Assignment:
From the first line to the last, return the material exactly.

Collected material:
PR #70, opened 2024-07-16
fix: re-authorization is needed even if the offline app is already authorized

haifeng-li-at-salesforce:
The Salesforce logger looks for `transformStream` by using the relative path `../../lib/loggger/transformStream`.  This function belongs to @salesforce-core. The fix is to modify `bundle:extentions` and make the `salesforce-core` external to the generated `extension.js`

Output below:
PR #70, opened 2024-07-16
fix: re-authorization is needed even if the offline app is already authorized

haifeng-li-at-salesforce:
The Salesforce logger looks for `transformStream` by using the relative path `../../lib/loggger/transformStream`.  This function belongs to @salesforce-core. The fix is to modify `bundle:extentions` and make the `salesforce-core` external to the generated `extension.js`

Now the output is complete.